Source material |

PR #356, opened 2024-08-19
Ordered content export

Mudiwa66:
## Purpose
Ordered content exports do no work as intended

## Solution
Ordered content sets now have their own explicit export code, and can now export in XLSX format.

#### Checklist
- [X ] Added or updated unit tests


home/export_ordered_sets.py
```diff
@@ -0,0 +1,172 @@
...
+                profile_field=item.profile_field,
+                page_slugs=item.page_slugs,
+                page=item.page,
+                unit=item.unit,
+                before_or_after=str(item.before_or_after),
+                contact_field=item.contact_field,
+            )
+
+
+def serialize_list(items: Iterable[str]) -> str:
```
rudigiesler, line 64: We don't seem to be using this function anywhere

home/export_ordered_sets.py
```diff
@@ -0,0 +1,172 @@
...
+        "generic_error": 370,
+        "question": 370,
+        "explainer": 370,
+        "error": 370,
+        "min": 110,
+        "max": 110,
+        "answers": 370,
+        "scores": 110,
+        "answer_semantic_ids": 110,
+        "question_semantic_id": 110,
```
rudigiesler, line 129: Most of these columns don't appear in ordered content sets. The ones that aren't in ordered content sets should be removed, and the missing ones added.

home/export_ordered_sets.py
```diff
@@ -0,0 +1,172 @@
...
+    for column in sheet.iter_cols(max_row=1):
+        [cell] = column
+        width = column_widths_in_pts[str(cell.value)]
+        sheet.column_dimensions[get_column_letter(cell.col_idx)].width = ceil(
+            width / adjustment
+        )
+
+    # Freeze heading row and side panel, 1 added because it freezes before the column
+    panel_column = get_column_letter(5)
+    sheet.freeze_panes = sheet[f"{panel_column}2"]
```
* * *
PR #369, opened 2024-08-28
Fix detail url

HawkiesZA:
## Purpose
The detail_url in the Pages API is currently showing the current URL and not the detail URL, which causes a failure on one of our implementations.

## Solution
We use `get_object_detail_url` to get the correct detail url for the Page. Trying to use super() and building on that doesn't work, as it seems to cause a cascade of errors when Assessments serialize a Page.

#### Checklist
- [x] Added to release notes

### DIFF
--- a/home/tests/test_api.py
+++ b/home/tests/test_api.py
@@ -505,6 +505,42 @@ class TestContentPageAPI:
* * *
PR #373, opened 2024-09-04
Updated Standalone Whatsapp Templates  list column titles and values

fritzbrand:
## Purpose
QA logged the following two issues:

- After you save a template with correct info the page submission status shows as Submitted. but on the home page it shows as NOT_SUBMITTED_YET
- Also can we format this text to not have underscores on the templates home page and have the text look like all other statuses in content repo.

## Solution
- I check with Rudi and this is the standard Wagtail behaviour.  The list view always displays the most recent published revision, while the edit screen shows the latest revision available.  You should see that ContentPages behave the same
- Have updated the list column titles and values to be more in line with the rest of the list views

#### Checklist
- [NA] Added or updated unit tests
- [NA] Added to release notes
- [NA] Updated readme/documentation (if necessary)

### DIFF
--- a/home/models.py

What the exercise asks |
Using the records given above, list every line that includes the word "notes".

Task result |
- [x] Added to release notes
- [NA] Added to release notes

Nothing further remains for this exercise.